(Saved data entries)
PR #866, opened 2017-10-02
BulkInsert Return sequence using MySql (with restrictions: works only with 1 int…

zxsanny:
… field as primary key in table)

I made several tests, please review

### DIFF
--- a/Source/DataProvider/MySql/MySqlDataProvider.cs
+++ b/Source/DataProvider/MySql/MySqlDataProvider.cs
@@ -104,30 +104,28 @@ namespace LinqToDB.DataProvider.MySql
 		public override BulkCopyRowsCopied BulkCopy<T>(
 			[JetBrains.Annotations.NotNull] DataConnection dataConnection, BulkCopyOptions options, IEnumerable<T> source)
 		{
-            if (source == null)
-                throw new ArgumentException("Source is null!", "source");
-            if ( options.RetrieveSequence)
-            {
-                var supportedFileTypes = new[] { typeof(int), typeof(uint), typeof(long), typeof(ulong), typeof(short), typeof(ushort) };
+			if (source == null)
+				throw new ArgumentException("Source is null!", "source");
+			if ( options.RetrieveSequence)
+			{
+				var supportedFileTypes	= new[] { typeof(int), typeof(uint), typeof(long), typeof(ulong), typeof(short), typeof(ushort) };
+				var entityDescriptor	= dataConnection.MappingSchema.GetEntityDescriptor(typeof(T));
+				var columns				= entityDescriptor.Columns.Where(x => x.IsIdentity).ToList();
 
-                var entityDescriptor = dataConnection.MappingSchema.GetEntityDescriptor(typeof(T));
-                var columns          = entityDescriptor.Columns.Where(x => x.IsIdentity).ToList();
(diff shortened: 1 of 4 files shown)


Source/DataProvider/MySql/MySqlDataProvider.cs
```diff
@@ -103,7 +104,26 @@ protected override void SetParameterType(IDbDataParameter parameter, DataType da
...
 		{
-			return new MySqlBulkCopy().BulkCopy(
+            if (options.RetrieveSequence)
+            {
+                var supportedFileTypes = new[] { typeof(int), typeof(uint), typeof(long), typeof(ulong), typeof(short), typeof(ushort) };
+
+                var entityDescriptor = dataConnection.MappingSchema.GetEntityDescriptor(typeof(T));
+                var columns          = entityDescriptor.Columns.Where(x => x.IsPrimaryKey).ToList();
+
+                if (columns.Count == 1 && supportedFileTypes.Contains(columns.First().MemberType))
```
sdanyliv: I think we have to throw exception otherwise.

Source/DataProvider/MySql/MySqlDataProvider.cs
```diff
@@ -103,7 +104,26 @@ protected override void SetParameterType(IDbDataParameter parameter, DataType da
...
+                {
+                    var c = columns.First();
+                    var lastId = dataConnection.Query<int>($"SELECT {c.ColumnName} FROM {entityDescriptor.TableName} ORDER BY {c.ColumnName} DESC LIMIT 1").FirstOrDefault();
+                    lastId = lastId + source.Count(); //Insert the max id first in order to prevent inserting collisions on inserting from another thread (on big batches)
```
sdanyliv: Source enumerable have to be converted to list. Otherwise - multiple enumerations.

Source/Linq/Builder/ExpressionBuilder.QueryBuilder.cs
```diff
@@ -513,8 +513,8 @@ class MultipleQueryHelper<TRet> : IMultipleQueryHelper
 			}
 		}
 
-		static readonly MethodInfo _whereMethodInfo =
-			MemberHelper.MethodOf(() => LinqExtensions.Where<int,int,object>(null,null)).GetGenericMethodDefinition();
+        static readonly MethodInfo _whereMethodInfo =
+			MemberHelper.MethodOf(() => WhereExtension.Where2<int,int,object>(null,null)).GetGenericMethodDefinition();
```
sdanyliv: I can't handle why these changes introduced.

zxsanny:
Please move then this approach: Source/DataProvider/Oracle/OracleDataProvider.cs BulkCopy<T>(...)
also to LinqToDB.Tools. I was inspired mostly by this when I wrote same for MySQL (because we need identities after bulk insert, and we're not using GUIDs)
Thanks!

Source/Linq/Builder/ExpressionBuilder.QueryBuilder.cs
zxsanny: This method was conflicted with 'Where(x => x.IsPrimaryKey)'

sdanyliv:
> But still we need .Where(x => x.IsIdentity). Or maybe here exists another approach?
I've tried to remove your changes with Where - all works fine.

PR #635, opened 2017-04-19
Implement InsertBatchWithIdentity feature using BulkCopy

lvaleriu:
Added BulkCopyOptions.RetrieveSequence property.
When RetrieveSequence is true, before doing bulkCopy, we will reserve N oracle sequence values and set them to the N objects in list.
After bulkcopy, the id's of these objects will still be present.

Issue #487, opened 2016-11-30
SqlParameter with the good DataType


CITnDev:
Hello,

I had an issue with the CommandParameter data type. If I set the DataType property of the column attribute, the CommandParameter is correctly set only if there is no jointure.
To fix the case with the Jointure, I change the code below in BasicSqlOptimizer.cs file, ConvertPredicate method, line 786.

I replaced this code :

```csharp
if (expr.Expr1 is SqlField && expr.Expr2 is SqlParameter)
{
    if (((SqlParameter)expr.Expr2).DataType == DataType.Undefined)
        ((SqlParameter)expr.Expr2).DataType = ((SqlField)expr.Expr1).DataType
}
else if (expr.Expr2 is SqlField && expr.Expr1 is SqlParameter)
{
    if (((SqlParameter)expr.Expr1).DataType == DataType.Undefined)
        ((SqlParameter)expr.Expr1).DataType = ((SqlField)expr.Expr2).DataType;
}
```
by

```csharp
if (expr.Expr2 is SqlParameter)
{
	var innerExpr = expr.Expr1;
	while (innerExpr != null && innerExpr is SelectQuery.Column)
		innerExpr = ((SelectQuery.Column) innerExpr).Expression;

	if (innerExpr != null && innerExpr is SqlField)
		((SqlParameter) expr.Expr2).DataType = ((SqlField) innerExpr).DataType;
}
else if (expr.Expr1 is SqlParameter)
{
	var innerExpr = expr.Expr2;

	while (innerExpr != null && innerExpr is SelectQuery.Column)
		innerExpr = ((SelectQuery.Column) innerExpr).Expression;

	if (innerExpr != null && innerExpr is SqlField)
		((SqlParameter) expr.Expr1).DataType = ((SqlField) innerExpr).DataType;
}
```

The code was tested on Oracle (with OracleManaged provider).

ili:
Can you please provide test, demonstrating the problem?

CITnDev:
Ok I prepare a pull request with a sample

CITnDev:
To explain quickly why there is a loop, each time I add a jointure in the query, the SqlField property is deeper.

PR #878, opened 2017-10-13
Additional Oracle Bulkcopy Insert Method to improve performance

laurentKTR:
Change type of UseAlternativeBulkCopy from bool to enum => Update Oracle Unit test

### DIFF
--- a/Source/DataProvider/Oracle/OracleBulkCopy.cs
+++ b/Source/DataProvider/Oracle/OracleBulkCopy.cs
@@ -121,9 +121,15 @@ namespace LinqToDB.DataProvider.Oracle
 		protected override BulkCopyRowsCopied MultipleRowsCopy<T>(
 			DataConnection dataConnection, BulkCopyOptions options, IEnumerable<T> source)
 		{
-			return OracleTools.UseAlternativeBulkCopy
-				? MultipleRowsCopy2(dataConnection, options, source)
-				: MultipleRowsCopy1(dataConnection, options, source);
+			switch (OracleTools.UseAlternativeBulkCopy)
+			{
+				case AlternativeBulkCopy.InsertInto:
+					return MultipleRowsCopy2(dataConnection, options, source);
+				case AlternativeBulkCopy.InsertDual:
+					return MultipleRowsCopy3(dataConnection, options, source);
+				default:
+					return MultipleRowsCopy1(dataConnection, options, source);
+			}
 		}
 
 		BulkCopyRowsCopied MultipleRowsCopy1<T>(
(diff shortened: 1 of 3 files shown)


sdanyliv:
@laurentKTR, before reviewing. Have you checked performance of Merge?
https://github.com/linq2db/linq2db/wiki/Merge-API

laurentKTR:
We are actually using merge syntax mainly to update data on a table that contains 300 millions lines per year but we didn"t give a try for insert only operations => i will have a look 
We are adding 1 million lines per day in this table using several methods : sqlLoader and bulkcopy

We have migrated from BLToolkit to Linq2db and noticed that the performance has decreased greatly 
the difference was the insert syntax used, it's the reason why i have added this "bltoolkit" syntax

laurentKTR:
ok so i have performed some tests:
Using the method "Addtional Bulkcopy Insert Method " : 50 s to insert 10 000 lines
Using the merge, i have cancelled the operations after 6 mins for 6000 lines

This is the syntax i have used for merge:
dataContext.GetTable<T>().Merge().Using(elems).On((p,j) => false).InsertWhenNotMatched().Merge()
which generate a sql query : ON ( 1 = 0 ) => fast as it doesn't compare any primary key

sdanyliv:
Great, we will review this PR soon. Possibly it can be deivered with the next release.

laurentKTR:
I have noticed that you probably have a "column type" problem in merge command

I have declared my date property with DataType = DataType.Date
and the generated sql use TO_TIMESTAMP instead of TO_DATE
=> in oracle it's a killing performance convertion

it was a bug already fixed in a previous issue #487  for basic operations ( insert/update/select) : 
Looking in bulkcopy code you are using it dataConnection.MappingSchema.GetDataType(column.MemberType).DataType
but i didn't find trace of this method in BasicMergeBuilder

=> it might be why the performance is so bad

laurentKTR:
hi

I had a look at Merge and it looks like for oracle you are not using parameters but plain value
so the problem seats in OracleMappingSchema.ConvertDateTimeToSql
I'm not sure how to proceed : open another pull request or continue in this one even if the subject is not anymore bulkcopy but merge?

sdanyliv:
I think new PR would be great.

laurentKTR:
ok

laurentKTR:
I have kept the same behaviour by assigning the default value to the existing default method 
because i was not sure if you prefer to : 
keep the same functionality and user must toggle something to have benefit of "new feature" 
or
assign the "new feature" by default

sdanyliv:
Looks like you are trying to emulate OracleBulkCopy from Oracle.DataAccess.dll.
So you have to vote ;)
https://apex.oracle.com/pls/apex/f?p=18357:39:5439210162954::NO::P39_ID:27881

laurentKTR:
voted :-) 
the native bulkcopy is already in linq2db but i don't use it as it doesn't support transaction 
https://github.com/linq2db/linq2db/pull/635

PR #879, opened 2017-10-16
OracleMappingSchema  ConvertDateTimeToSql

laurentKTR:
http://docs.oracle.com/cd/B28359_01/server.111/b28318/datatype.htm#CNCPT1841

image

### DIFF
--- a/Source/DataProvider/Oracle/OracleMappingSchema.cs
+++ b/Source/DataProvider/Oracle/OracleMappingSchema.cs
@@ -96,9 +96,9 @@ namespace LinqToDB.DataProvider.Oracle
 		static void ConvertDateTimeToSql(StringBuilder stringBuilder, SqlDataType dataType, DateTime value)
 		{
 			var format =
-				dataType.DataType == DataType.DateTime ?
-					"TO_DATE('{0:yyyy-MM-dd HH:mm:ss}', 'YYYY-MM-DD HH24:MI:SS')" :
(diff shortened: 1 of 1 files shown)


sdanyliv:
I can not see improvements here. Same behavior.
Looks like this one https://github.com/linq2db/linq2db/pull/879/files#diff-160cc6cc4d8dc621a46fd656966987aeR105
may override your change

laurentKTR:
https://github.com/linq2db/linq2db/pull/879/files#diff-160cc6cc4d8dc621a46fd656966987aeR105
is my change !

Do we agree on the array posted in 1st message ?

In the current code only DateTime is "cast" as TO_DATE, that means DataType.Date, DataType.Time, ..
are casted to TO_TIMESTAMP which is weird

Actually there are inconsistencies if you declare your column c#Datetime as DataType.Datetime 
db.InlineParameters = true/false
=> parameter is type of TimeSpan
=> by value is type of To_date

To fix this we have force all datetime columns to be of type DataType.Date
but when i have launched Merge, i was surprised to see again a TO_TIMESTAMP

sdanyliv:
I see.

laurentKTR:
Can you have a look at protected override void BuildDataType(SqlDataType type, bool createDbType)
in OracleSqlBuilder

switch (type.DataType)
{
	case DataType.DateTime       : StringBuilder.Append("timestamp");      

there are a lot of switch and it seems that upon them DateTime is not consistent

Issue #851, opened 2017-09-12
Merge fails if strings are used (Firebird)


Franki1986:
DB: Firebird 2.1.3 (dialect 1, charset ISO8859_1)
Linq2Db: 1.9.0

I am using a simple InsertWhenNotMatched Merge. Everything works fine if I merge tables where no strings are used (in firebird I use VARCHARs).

=== GOAL OF THE EXERCISE ===
Repeat only what lies between the first line of the data and the line containing "(diff shortened: 1 of 4 files shown)", both of those lines included, exactly as it stands.

=== RESULT OF THE EXERCISE ===
PR #866, opened 2017-10-02
BulkInsert Return sequence using MySql (with restrictions: works only with 1 int…

zxsanny:
… field as primary key in table)

I made several tests, please review

### DIFF
--- a/Source/DataProvider/MySql/MySqlDataProvider.cs
+++ b/Source/DataProvider/MySql/MySqlDataProvider.cs
@@ -104,30 +104,28 @@ namespace LinqToDB.DataProvider.MySql
 		public override BulkCopyRowsCopied BulkCopy<T>(
 			[JetBrains.Annotations.NotNull] DataConnection dataConnection, BulkCopyOptions options, IEnumerable<T> source)
 		{
-            if (source == null)
-                throw new ArgumentException("Source is null!", "source");
-            if ( options.RetrieveSequence)
-            {
-                var supportedFileTypes = new[] { typeof(int), typeof(uint), typeof(long), typeof(ulong), typeof(short), typeof(ushort) };
+			if (source == null)
+				throw new ArgumentException("Source is null!", "source");
+			if ( options.RetrieveSequence)
+			{
+				var supportedFileTypes	= new[] { typeof(int), typeof(uint), typeof(long), typeof(ulong), typeof(short), typeof(ushort) };
+				var entityDescriptor	= dataConnection.MappingSchema.GetEntityDescriptor(typeof(T));
+				var columns				= entityDescriptor.Columns.Where(x => x.IsIdentity).ToList();
 
-                var entityDescriptor = dataConnection.MappingSchema.GetEntityDescriptor(typeof(T));
-                var columns          = entityDescriptor.Columns.Where(x => x.IsIdentity).ToList();
(diff shortened: 1 of 4 files shown)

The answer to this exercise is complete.